Can Airflow substitute all of our various scheduling tools:
- reportupdater
- oozie
- spark refine
- some systemd timers
- and ONE more!
Can Airflow substitute all of our various scheduling tools:
Status | Subtype | Assigned | Task | ||
---|---|---|---|---|---|
Resolved | odimitrijevic | T282033 Airflow collaborations | |||
Resolved | odimitrijevic | T271429 Replace Oozie with better workflow scheduler | |||
Resolved | None | T217059 Spike [2019-2020 work] Oozie Replacement. Airflow Study / Argo Study |
I just read a bunch of Airflow docs, and I'm not really sure how easy it will be to replace oozie. For all the others, it might be great! I haven't yet seen an ability to trigger runs based on dataset existence, but perhaps I'm just missing it.
I also just noted that is has (experimental?) 'lineage' support, which helps for keeping track of data lineage and governance, and has integration for use with Apache Atlas. This might be relevant to some Better use of Data use cases.
Ok, Joseph clued me into Airflow Sensors, which do indeed seem to do what we need.
https://github.com/apache/airflow/tree/master/airflow/sensors
FYI, RelEng is considering using Argo for CI in Kubernetes. Argo looks like it has some similarities with Airflow:
Since the search team is managing a trial airflow setup, perhaps we should use their setup for this spike? We could try to replicate some existing use cases in Airflow. Perhaps:
These are a bit different, but cover a lot of what we do with oozie and systemd timers. It'd be a good sign if we can make Airflow can do both well.
The Search's setup is very custom and not really re-usable IIUC, it would be really great to spent a bit of time trying to improve what it is currently in puppet and how Airflow is deployed (currently directly via scap in a Search gerrit repo, together with their code).

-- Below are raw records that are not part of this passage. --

PR #540, opened 2026-08-19
feat(appkit): add createTestApp, a never-crash mock client

IamGalymzhan:
## Stack

  - [**#540** — createTestApp and the mock client](https://github.com/databricks/appkit/pull/540) ← **you are here**
    - [**#555** — withEnv, context options, and createApiError](https://github.com/databricks/appkit/pull/555)
      - [**#542** — the playground smoke tests](https://github.com/databricks/appkit/pull/542)

Each PR targets the one above it, so the diff shown here is only the delta on top of #530. Review in order.

---

## @databricks/appkit/testing

1. createTestApp() — boots a real app on an ephemeral port
   - app.get/post/put/patch/delete() → native Response
   - app.close() - new method
   - options: plugins, responses, strict, client, env, server: false, nodeEnv, cache
   - per-request: body, headers, obo, signal
2. createMockWorkspaceClient() — never-crash fake; every service path resolves instead of throwing
   - 7 services proxied; config + apiClient seeded as real values, not mocks
   - canned defaults: statementExecution.executeStatement, warehouses.get, warehouses.start, currentUser.me
3. getMock(client, "jobs.getRun") — the typed handle for call assertions
4. createTestPlugin(factory, config) — instantiates a plugin through AppKit's real config merge
5. getListeningPort(server)
6. types: TestApp, CreateTestAppOptions, TestRequestOptions, MockWorkspaceClient, CreateMockWorkspaceClientOptions
7. mockServiceContext() now fakes both the service-principal and user clients
8. removed createConfigurableMockWorkspaceClient


packages/appkit/src/core/lifecycle-manager.ts
```diff
@@ -110,13 +118,89 @@ export class LifecycleManager {
...
+      logger.error(
+        "close() did not complete within the %dms budget (phase in flight: %s): %O",
+        timeoutMs,
+        this.shutdownPhase,
+        err,
+      );
+      // Returning early leaves the singletons in place: the phases are still
+      // running and still own these instances, so dropping the pointers now
+      // would hand the next boot a half-released app.
+      return;
```
pkosiec, line 170: **P2** — On a `close()` timeout we skip `releaseCoreSingletons()` on purpose (phases still run) — but nothing releases it afterward either.

**Why it matters:** the owner count never returns to 0, so the next `createTestApp()` skips its reset and reuses the old app's half-closed singletons. Later tests in the file then break silently.

**Fix:** on timeout, attach `.finally(() => releaseCoreSingletons())` to the still-running teardown so release runs once it finishes.

packages/appkit/src/testing/create-test-app.ts
```diff
@@ -0,0 +1,404 @@
...
+      delete: (path, o) => request("DELETE", path, o),
+    };
+  } catch (err) {
+    // Teardown must run from the failure path too, or the boot leaks env
+    // mutations and singletons into every later test in the file.
+    if (app) {
+      // No release alongside this: close() drops the claim itself, and a second
+      // release would pull the singletons out from under a live sibling app.
+      try {
+        await app.close();
```
pkosiec: **P2** — Same leak on the boot-failure path: if this `close()` times out, the singleton count is never released.

**Why it matters:** a later boot reuses stale singletons, so tests pass or fail for the wrong reason.

**Fix:** release the count once teardown settles (same as the timeout path above).

packages/appkit/src/testing/create-test-app.ts
```diff
@@ -0,0 +1,404 @@
...
+      get: (path, o) => request("GET", path, o),
+      post: (path, o) => request("POST", path, o),
+      put: (path, o) => request("PUT", path, o),
+      patch: (path, o) => request("PATCH", path, o),
+      delete: (path, o) => request("DELETE", path, o),
+    };
+  } catch (err) {
+    // Teardown must run from the failure path too, or the boot leaks env
+    // mutations and singletons into every later test in the file.
+    if (app) {
```
pkosiec, line 421: **P3** — Only the "app was never built" branch is tested. This `if (app)` branch — app built, then a later step throws — is not.

**Why it matters:** the cleanup after a successful `createApp` is untested, so a leak here would go unnoticed.

**Fix:** add a test where a step after `createApp` throws, then assert env + singletons still restore.

packages/appkit/src/testing/index.ts
```diff
@@ -41,6 +43,13 @@
 // through this entry point — the class is otherwise reachable only via a deep
 // path (../core/plugin-context) that is not part of the package's exports map.
 export type { PluginContext } from "../core/plugin-context";
+export {
+  createTestApp,
+  type CreateTestAppOptions,
+  getListeningPort,
```
pkosiec, line 49: **P1** — `getListeningPort` is marked `@internal` (see its definition) but exported here, so it ships as public API in the `.d.ts`.

**Why it matters:** the tag says "don't use me" while the export invites it. Someone depends on it, then a cleanup that trusts the tag breaks them. It hasn't shipped yet, so now is the free window.

**Fix:** drop it from the barrel (deep-import it in the `@tools/test-helpers` shim), or make it real public API and remove the `@internal` tag.

packages/appkit/src/testing/create-test-app.ts
```diff
@@ -0,0 +1,404 @@
...
+  delete(path: string, options?: TestRequestOptions): Promise<Response>;
+}
+
+/**
+ * Point `ServiceContext.createUserContext` at the harness's mock so an `obo`
+ * request does not construct a real SDK client from `DATABRICKS_HOST`.
+ *
+ * Mirrors the `createUserContextSpy` in `fixtures.ts`; returns its restore.
+ */
+function stubUserContext(client: WorkspaceClient): () => void {
```
pkosiec, line 150: **P2** — This `stubUserContext` and fixtures' `createUserContextSpy` fake the same thing but disagree — and neither matches the real `ServiceContext.createUserContext`. Real + this stub throw on a missing token and set `tokenFingerprint`/`userEmail`; the fixtures spy does neither.

**Why it matters:** tests using `mockServiceContext` miss missing-token bugs, and code that reads `tokenFingerprint` (e.g. Lakebase pool rotation) takes a different path than under `createTestApp` or in production. Same test, different result depending on the helper.

**Fix:** make both fakes agree with each other and the real shape, or share one builder. (Also: this stub's `test-${userId}` isn't the real sha256 fingerprint.)

packages/appkit/src/core/appkit.ts
```diff
@@ -27,10 +29,24 @@ import { isToolProvider, PluginContext } from "./plugin-context";
...
 const logger = createLogger("appkit");
 
+/**
+ * Names a plugin manifest may not use: `createAndRegisterPlugin` installs
+ * exports as **own** properties, and an own property shadows a prototype
+ * method. Only *silently* broken names belong here — a plugin named `close`
+ * would no-op teardown, whereas shadowing an internal method throws
+ * `TypeError` on the next registration and needs no guard.
+ */
+const RESERVED_PLUGIN_NAMES = new Set(["close"]);
```
pkosiec: **P3** — This list is hand-kept and only holds `close`, but it has to match `AppHandle`'s method names — nothing links them.

**Why it matters:** add a future named method to `AppHandle` (e.g. `restart`) and a plugin with that name silently shadows it — the exact bug this list exists to stop.

**Fix:** build the list from the handle's method names, or add a drift test. Also note the `close` reservation in the changelog — it can break an app with a plugin named `close`.

packages/appkit/src/testing/mock-workspace-client.ts
```diff
@@ -0,0 +1,262 @@
...
+ * Symbols and denied names short-circuit before minting; anything already on the
+ * target (seeded members, `Object.prototype`) wins.
+ *
+ * `ownKeys`/`getOwnPropertyDescriptor` stay at their defaults on purpose —
+ * reporting keys makes `util.inspect` probe each one, minting a mock per probe.
+ */
+function neverCrashGet(namespace: string, mint: (path: string) => Mock) {
+  return (target: Any, prop: Any): Any => {
+    if (typeof prop === "symbol") return Reflect.get(target, prop);
+    if (PASSTHROUGH_DENY.has(prop)) return undefined;
```
pkosiec: **P3** — A method with no declared response resolves `undefined` instead of throwing.

**Why it matters:** a test can pass for the wrong reason — you forget a response, the call returns `undefined`, and the assertion still holds. (TypeScript catches typos, not a missing response.)

**Fix:** optional: add a `strict: true` that throws on undeclared calls (cheap runtime win). See the typed-keys experiment comment for the compile-time version.

packages/appkit/src/testing/mock-workspace-client.ts
```diff
@@ -0,0 +1,262 @@
...
+
+  /** Apply the canned defaults (SQL succeeds, warehouse RUNNING). Default true. */
+  defaults?: boolean;
+}
+
+export type MockWorkspaceClient = WorkspaceClient;
+
+/**
+ * Applied beneath caller-supplied `responses`.
+ *
```
pkosiec, line 45: **P3** — This comment will go stale: "13 suites" no longer matches (the real number depends on what you count), and "the first three" breaks if the object is reordered.

**Why it matters:** a count and a position in a comment mislead the next reader as soon as the code moves.

**Fix:** state the rule without the number or the order.

packages/appkit/src/testing/mock-workspace-client.ts
```diff
@@ -0,0 +1,262 @@
...
+  const configProxy = new Proxy(configTarget, {
+    get: neverCrashGet("config", mint),
+  });
+  const apiClientProxy = new Proxy(apiClientTarget, {
+    get: neverCrashGet("apiClient", mint),
+  });
+
+  /** Memoized; routes facade names onto the same objects, others onto the floor. */
+  let legacy: LegacyClient | undefined;
+  function toLegacyWorkspaceClient(): LegacyClient {
```
pkosiec, line 251: **P3** — `toLegacyWorkspaceClient`'s proxy hand-copies the symbol + `PASSTHROUGH_DENY` guard from `neverCrashGet` instead of reusing it.

**Why it matters:** add a denied key in one place and miss the other — then `await client` hangs again, the exact bug the deny-set prevents.

**Fix:** share one guard between both traps.

packages/appkit/src/testing/create-test-app.ts
```diff
@@ -0,0 +1,404 @@
...
+  env?: Record<string, string>;
+
+  /** No socket; setup, validation, and teardown still run, request methods throw. */
+  server?: false;
+
+  /**
+   * Defaults to `"test"`. `"development"` is refused — it throws a `RangeError`
+   * in `get-port` on `port: 0`, boots Vite, and relaxes validation.
+   */
+  nodeEnv?: string;
```
pkosiec, line 96: **P3** — `nodeEnv` really only refuses `development`. For what the tests check (resource validation), `test` and `production` behave the same — the harness pins strict validation either way.

**Why it matters:** a public option whose only real effect is a refusal is extra surface to learn and keep.

**Fix:** optional (taste): drop the option and keep just the internal pin + the `development` refusal, unless "boot as production" is a real use case.

docs/docs/plugins/testing.md
```diff
@@ -10,14 +10,129 @@ AppKit ships a testing kit at `@databricks/appkit/testing` so you can test a plu
...
+`app.get/post/put/patch/delete(path, options?)` return a native `Response`, so `expectStream` composes directly with no bridge.
+
+- `body` — a non-string value is JSON-encoded with `content-type: application/json`. A string is sent as-is.
+- `headers` — merged last, so they win over anything the harness set.
+- `obo` — `true` for the default test user, or `{ userId, token, email }`. Same shorthand as `createMockRequest({ obo })`, so a handler using `asUser(req)` resolves that identity.
+- `signal` — forwarded to `fetch`.
+
+### Teardown
+
+The harness binds a socket and installs signal handlers, so **every boot needs a `close()`**. `close()` releases the socket, runs your plugin's `shutdown()` hooks, drops AppKit's singletons, and restores `process.env` to its pre-boot state. It's idempotent.
```
pkosiec: **P3** — The Teardown section leads with `try/finally` + `close()`. But the handle supports `await using` — it implements `Symbol.asyncDispose`, so the app closes at scope exit, even on a thrown error.

**Why it matters:** the top footgun here is forgetting `close()` and leaking a listener. `await using` leaves nothing to forget.

**Fix:** lead with `await using app = await createTestApp(...)`; keep try/finally as the fallback for TS < 5.2 (when `using` landed) or older Node. Optional: a `useTestApp()` afterEach helper.

pkosiec (commented):
Nice job! A few comments:

packages/appkit/src/testing/mock-workspace-client.ts
```diff
@@ -0,0 +1,262 @@
...
+}
+
+/**
+ * The typed assertion path onto a mocked method — facade accessors are SDK-typed,
+ * so `expect(client.jobs.getRun).toHaveBeenCalled()` does not typecheck.
+ *
+ * Minting is idempotent, so this can be called before the code under test runs.
+ * Throws for a non-function member such as `"config.host"`.
+ */
+export function getMockFn(client: MockWorkspaceClient, path: string): Mock {
```
pkosiec: **P1** — Rename `getMockFn` -> `getMock` before it ships.

**Why it matters:** it returns vitest's `Mock` type, so the name should match — and it lines up with the kit's other `*Mock*` names. "Fn" is redundant (a `Mock` is already a function). This symbol is new in this PR (not in 0.62.0), so now is the free window; after it ships a rename breaks callers.

**Fix:** `getMock(client, path): Mock`. Not `getSpy` — that implies a `Spy` return type, but the type is vitest's `Mock`. The rename must also update the docs + JSDoc that reference `getMockFn`.

docs/docs/plugins/testing.md
```diff
@@ -160,10 +279,61 @@ The kit re-exports the request/response/context fixtures AppKit uses internally:
...
+`createTestApp` installs one of these for you, so reach for it directly only when you're driving a plugin through `createTestPluginContext` or `mockServiceContext`.
+
+How it works, and what to expect:
+
+- The **facade is typed**, so `client.jbos` is a compile error. AppKit owns that 9-member interface, so it's a closed set, not an open-ended chase of the SDK.
+- Each **service** is a proxy that mints a memoized mock per method. `client.jobs.getRun === client.jobs.getRun`, so call assertions are stable, and `toLegacyWorkspaceClient()` shares the same functions — one `responses` entry covers both views.
+- `config.host` is a real **string** (not a mock), because AppKit builds URLs from it. `apiClient.userAgent()` is synchronous for the same reason, and `apiClient.request` resolves `{}` so destructuring its result doesn't throw.
+- Sensible defaults are built in: SQL statements succeed, warehouses report `RUNNING`, and `currentUser.me()` returns a service user. Pass `defaults: false` to script everything yourself.
+
+:::caution The honest catch
```
pkosiec: **P1** — The admonition title `:::caution The honest catch` reads as AI-generated — a cute label, not a descriptive one. Prefer a plain title, e.g. `:::caution Undeclared methods return undefined`.

**Why it matters:** the docs are the kit's UX; a florid label undercuts trust and makes the page harder to scan.

**Fix:** retitle it. Also, while here: the frontmatter `sidebar_position: 8` collides with jobs.md and manifest.md (both 8), so the sidebar order is unstable — give it a unique position.

packages/appkit/src/testing/create-test-app.ts
```diff
@@ -0,0 +1,404 @@
...
+    setupDatabricksEnv({
+      DATABRICKS_WORKSPACE_ID: "test-workspace-id",
+      ...env,
+    });
+
+    claimAppKitSingletons();
+
+    // Boot runs ServiceContext.createContext for real, which reads
+    // currentUser.id — the mock's built-in default is what lets it through.
+    const client = suppliedClient ?? createMockWorkspaceClient({ responses });
```
pkosiec: **P3** — `responses` only feeds the built-in mock (`suppliedClient ?? createMockWorkspaceClient({ responses })`). Passing both `client` and `responses` silently drops the `responses` (your passed client is used as-is — its own responses are untouched, but the top-level ones do nothing).

**Why it matters:** a silent no-op invites "why isn't my response taking effect?" The kit already throws on a similar conflict (`server: false` + a server plugin), so the same guard fits.

**Fix:** throw when both `client` and `responses` are passed, telling the caller to configure responses on their own client.

packages/appkit/src/testing/mock-workspace-client.ts
```diff
@@ -0,0 +1,262 @@
...
+
+type LegacyClient = ReturnType<WorkspaceClient["toLegacyWorkspaceClient"]>;
+
+/** Options for {@link createMockWorkspaceClient}. */
+export interface CreateMockWorkspaceClientOptions {
+  /**
+   * Responses keyed by dotted path (`"jobs.getRun"`). A function value is called
+   * with the arguments, so a test can script behaviour or reject.
+   */
+  responses?: Record<string, Any>;
```
pkosiec, line 23: **P3** — Experiment worth a spike: type the `responses` keys instead of `Record<string, any>`. A template-literal union over the facade (`` `${service}.${method}` ``) would give autocomplete on the dotted paths and turn a typo'd key into a compile error.

**Why it matters:** it kills the whole stringly-typed seam (a typo'd key silently does nothing today), and the same idea helps the `getMock` path arg. Biggest DX win available on the mock.

**Fix:** prototype and measure — mapped/conditional types can hurt IDE perf and produce ugly errors, and it partly fights the "undeclared -> undefined" design, so gate it behind the experiment before committing.

docs/docs/plugins/testing.md
```diff
@@ -10,14 +10,129 @@ AppKit ships a testing kit at `@databricks/appkit/testing` so you can test a plu
 
 Exercise a plugin's real code paths — route registration, cross-plugin tool dispatch, user-scoped (on-behalf-of) execution, and per-call timeouts — against a real `PluginContext` with only its outer edges faked. Nothing about the context is reimplemented, so a test can't drift from production behavior.
```
pkosiec: **P1** — Do a deslop pass over this guide (and the kit's JSDoc). "The honest catch" is the clearest tell, but the AI-generated register shows up elsewhere too.

**Why it matters:** the docs are the kit's first impression; the florid voice reads as machine-written and undercuts trust.

**Fix:** run the repo's `deslop` skill over `testing.md` and the testing-kit JSDoc, then a human read for plain, direct phrasing.

packages/appkit/src/testing/reset.ts
```diff
@@ -0,0 +1,33 @@
...
+
+/**
+ * Drop the process-wide singletons `createApp()` initializes, ignoring how many
+ * apps are live.
+ *
+ * A pointer drop, not teardown — close first or the old app's pools and
+ * exporters leak. `app.close()` does both, so this is only for tests that
+ * hand-roll `createApp`.
+ */
+export function resetAppKitSingletons(): void {
```
pkosiec: **P1** — Rename `resetAppKitSingletons` — "AppKit" is redundant inside `@databricks/appkit/testing`, and "Singletons" leaks the implementation.

**Why it matters:** the name should say what it does, not how it's built. vitest's own global resets are `resetAllMocks`/`resetModules`/`unstubAllGlobals` — always `reset<Scope>` with a plain scope noun, never product-prefixed. This symbol is new in this PR (not in 0.62.0), so a rename is still free.

**Fix:** rename to `resetGlobalState()`. Avoid `dispose*` — it drops pointers, it doesn't release resources. Update the doc reference too.

packages/appkit/src/core/lifecycle-manager.ts
IamGalymzhan: Done.

packages/appkit/src/testing/create-test-app.ts
IamGalymzhan: Done.

packages/appkit/src/testing/create-test-app.ts
IamGalymzhan: Done.

packages/appkit/src/testing/index.ts
IamGalymzhan: Done.

packages/appkit/src/testing/create-test-app.ts
IamGalymzhan: Done.

packages/appkit/src/core/appkit.ts
IamGalymzhan: Done.

packages/appkit/src/testing/mock-workspace-client.ts
IamGalymzhan: Done.

packages/appkit/src/testing/mock-workspace-client.ts
IamGalymzhan: Done.

docs/docs/plugins/testing.md
IamGalymzhan: Done.

packages/appkit/src/testing/mock-workspace-client.ts
IamGalymzhan: Done.

docs/docs/plugins/testing.md
IamGalymzhan: Done.

packages/appkit/src/testing/create-test-app.ts
IamGalymzhan: Done.

docs/docs/plugins/testing.md
IamGalymzhan: Done.

packages/appkit/src/testing/reset.ts
IamGalymzhan: Done.

packages/appkit/src/testing/mock-workspace-client.ts
IamGalymzhan: Done — `strict: true` on the mock, and plumbed through `createTestApp`. Throws on call rather than mint so `getMock` still hands back a handle; canned defaults count as declared so a boot works unchanged.

pkosiec (commented):
Thanks for fixing previous comments! Here's another pass with a couple more comments:

packages/appkit/src/testing/create-test-app.ts
```diff
@@ -0,0 +1,412 @@
...
+  delete(path: string, options?: TestRequestOptions): Promise<Response>;
+}
+
+/**
+ * Point `ServiceContext.createUserContext` at the harness's mock so an `obo`
+ * request does not construct a real SDK client from `DATABRICKS_HOST`.
+ *
+ * Mirrors the `createUserContextSpy` in `fixtures.ts`; returns its restore.
+ */
+function stubUserContext(client: WorkspaceClient): () => void {
```
pkosiec, line 150: **P1** — If two test apps are open at the same time, closing one breaks the fake login for the other. Every `createTestApp` installs one shared spy on `ServiceContext.createUserContext`. `close()` calls `spy.mockRestore()`, which puts back the **real** function — not the other app's spy. So after one app closes, the other app's OBO calls run the real Databricks SDK and try to reach the network.

**Why it matters:** the kit promises "no workspace, no network." This quietly breaks it. The two tests that open two apps at once (create-test-app.test.ts:223 and :540) only check ports and env, so they never catch it.

**Fix:** make the harness one app at a time — throw if a second app boots while one is still open (see the related comment on `app.client`). That makes this impossible.

packages/appkit/src/testing/create-test-app.ts
```diff
@@ -0,0 +1,412 @@
...
+      throw new Error(
+        "createTestApp: `responses` configures the built-in mock client, so it " +
+          "does nothing when you also pass `client`. Drop `responses` and " +
+          "configure them on your own client instead.",
+      );
+    }
+
+    // Boot runs ServiceContext.createContext for real, which reads
+    // currentUser.id — the mock's built-in default is what lets it through.
+    const client = suppliedClient ?? createMockWorkspaceClient({ responses });
```
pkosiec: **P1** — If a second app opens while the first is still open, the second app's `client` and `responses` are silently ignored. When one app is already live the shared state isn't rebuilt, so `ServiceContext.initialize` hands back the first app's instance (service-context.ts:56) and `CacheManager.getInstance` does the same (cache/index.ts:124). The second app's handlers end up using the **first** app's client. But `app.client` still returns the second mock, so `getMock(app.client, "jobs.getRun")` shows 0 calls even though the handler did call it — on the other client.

I like the idea of testing the above use cases, especially if we find a unified way to alarm. For example, the way that oozie notifies us about a problem is still an email, that is not great as we know, meanwhile timers leverage icinga.

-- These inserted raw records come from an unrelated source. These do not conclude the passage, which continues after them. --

PR #2014, opened 2024-10-24
Temporarily disable batch audit file prep tool for Ginny

arsalansufi:
So that Ginny can prep some screenshots for orgs that won't be using batch inventory


nbhatia823 (approved):

arsalansufi:
Actually, thinking we're just going to have Ginny create a new sandbox for this purpose! So may just close this out, TBD

PR #2015, opened 2024-10-24
Fix flaky auth code expiration test

jonahkagan:
The current test only allowed one second until the code expired and could be regenerated. It was being flaky and sometimes returning a new code when we attempted to check that you couldn't generate a new code inside that window. We need a little bit longer window to make that check safely.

The Search's setup is very custom and not really re-usable IIUC
I wouldn't want to actually replace our oozie&timer stuff, just try to do so and see if we can run things writing into scratch directories.
For example, the way that oozie notifies us about a problem is still an email, that is not great as we know, meanwhile timers leverage icinga.

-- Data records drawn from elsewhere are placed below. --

PR #2018, opened 2024-10-28
support MS Excel tabulator status file

kshen0:


server/tests/batch_comparison/test_batch_inventory.py
```diff
@@ -1141,13 +1155,50 @@ def test_batch_inventory_wrong_tabulator_status_file(
...
+        {
+            "file": {"name": "tabulator-status.xml", "uploadedAt": assert_is_date},
+            "processing": {
+                "status": ProcessingStatus.PROCESSED,
+                "startedAt": assert_is_date,
+                "completedAt": assert_is_date,
+                "error": None,
+            },
+        },
+    )
```
jonahkagan, line 1169: Should we test that the data was parsed correctly? I think in the happy path test above we confirm this by downloading the batch inventory worksheet

server/api/batch_inventory.py
```diff
@@ -442,19 +443,81 @@ def process_batch_inventory_tabulator_status_file(
...
+            raise UserError(TABULATOR_STATUS_PARSE_ERROR)
+
+        # Ignore rows containing data we don't need:
+        # 1. "Tabulator Status"
+        # 2. Election name
+        # 3. "Official"/"Unofficial" status
+        # 4. Timestamp
+        # 5. Empty row for spacing
+        row_offset = 5
+        rows = rows[row_offset:]
```
jonahkagan, line 475: I wonder if it would be a bit more reliable to search for the headers row rather than assume its in row 6.

server/api/batch_inventory.py
```diff
@@ -442,19 +443,81 @@ def process_batch_inventory_tabulator_status_file(
...
+        if worksheet is None:
+            raise UserError(TABULATOR_STATUS_PARSE_ERROR)
+
+        tabulator_status_table = worksheet.find("ss:Table", namespaces)
+        if tabulator_status_table is None:
+            raise UserError(TABULATOR_STATUS_PARSE_ERROR)
+
+        columns = tabulator_status_table.findall("Column")
+        if columns is None:
+            raise UserError(TABULATOR_STATUS_PARSE_ERROR)
```
jonahkagan, line 462: Do we use these? If not, why look for them?

server/api/batch_inventory.py
```diff
@@ -442,19 +443,81 @@ def process_batch_inventory_tabulator_status_file(
...
+        namespaces = {"ss": "urn:schemas-microsoft-com:office:spreadsheet"}
+        worksheet = cvr_xml.find(
+            ".//ss:Worksheet[@ss:Name='Tabulator Status']", namespaces
+        )
+        if worksheet is None:
+            raise UserError(TABULATOR_STATUS_PARSE_ERROR)
+
+        tabulator_status_table = worksheet.find("ss:Table", namespaces)
+        if tabulator_status_table is None:
+            raise UserError(TABULATOR_STATUS_PARSE_ERROR)
```
jonahkagan, line 458: Consider collapsing these into one `find` using a nested path

server/api/batch_inventory.py
```diff
@@ -442,19 +443,81 @@ def process_batch_inventory_tabulator_status_file(
...
+        name_key = "Name"
+
+        return {
+            (values := row.findall("./ss:Cell/ss:Data", namespaces))[
+                header_indices[tabulator_id_key]
+            ]
+            .text: values[header_indices[name_key]]
+            .text
+            for row in rows
+        }
```
jonahkagan, line 494: Nit: this is kind of hard to read

jonahkagan (approved):
Nice work!

server/tests/batch_comparison/test_batch_inventory.py
kshen0: Good call: https://github.com/votingworks/arlo/pull/2018/commits/abddab989b1569c29fd6d0404c4905b926c11fea#diff-6c78d492863efe745b0b5db8818551b44a2e7d9367ca6ee77b0b527be3a3e038R1172

server/api/batch_inventory.py
kshen0: https://github.com/votingworks/arlo/pull/2018/commits/abddab989b1569c29fd6d0404c4905b926c11fea#diff-6c612f15bc7de123abfc44b5aead6ce7e0c3a7765f3a0b08543553d068f0e233R464-R473 searches for the headers instead of assuming row 6

server/api/batch_inventory.py
kshen0: I used to validate the number of columns was > 0 but removed that check because reading column header values serves the same purpose. Deleted this leftover in https://github.com/votingworks/arlo/pull/2018/commits/abddab989b1569c29fd6d0404c4905b926c11fea#diff-6c612f15bc7de123abfc44b5aead6ce7e0c3a7765f3a0b08543553d068f0e233L460-L462

server/api/batch_inventory.py
kshen0: https://github.com/votingworks/arlo/pull/2018/commits/abddab989b1569c29fd6d0404c4905b926c11fea#diff-6c612f15bc7de123abfc44b5aead6ce7e0c3a7765f3a0b08543553d068f0e233R458

server/api/batch_inventory.py
kshen0: Ah yeah I was debating between a dict comprehension and a more standard construction like https://github.com/votingworks/arlo/pull/2018/commits/abddab989b1569c29fd6d0404c4905b926c11fea#diff-6c612f15bc7de123abfc44b5aead6ce7e0c3a7765f3a0b08543553d068f0e233R487

Agree that the comprehension is a little hard to comprehend so I'm fine with being more verbose

server/api/batch_inventory.py
```diff
@@ -447,51 +453,46 @@ def get_tabulator_id_to_name_dict_for_excel_file(
         cvr_xml: ElementTree.ElementTree,
     ) -> Dict[Optional[str], Optional[str]]:
         namespaces = {"ss": "urn:schemas-microsoft-com:office:spreadsheet"}
-        worksheet = cvr_xml.find(
-            ".//ss:Worksheet[@ss:Name='Tabulator Status']", namespaces
+        rows = iter(
```
kshen0, line 456: I actually think using indices and a `list[Element]` is easier to read than the current `iterator` implementation, but using an `iterator` is marginally more performant and probably worth it for files with many tabulators.

jonahkagan: I wouldn't worry too much about loading all of the file into memory. There can't be _that_ many tabulators given real world constraints.

You could also do something like this to stick with the iterator approach throughout

```py
row_contents = (row.find("ss:Cell/ss:Data[@ss:Type='String']", namespaces) for row in rows)
column_header_rows = next(
  (
     row_content
     for row_content in row_contents
     if row_content and strip_optional_string(row_content.text) == TABULATOR_ID,
  ),
  None
)
```

server/api/batch_inventory.py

I somehow doubt icinga will be the answer for us. Icinga doesn't allow for dynamic lasting alert statuses. In our current system, Hue is almost acting like Icinga for dataset generating jobs. We get an email from Oozie about a job failure, and then Hue shows us what has or hasn't failed. The systemd timer alerts in icinga only alert us on the most recent status of a job run.
But yeah, perhaps the Airflow UI will replace Oozie+Hue in a better way.
What would Icinga look like if the webrequest load job had failures for 6 hourly datasets spread over the last month? We'd want an 'alert' on each of these failures.
Every job instance is an individual thing we'd want alerting on.
Or we could use an aggregator, that would say "at least one job failed etc.." and then use the Airflow UI to detect the failures like we do with Hue (but not sure if possible or ideal).
Oh yeah that would be good too! I just mean we wouldn't want to rely only on only the aggregate alerts; Icinga won't work for us as the main alerting solution.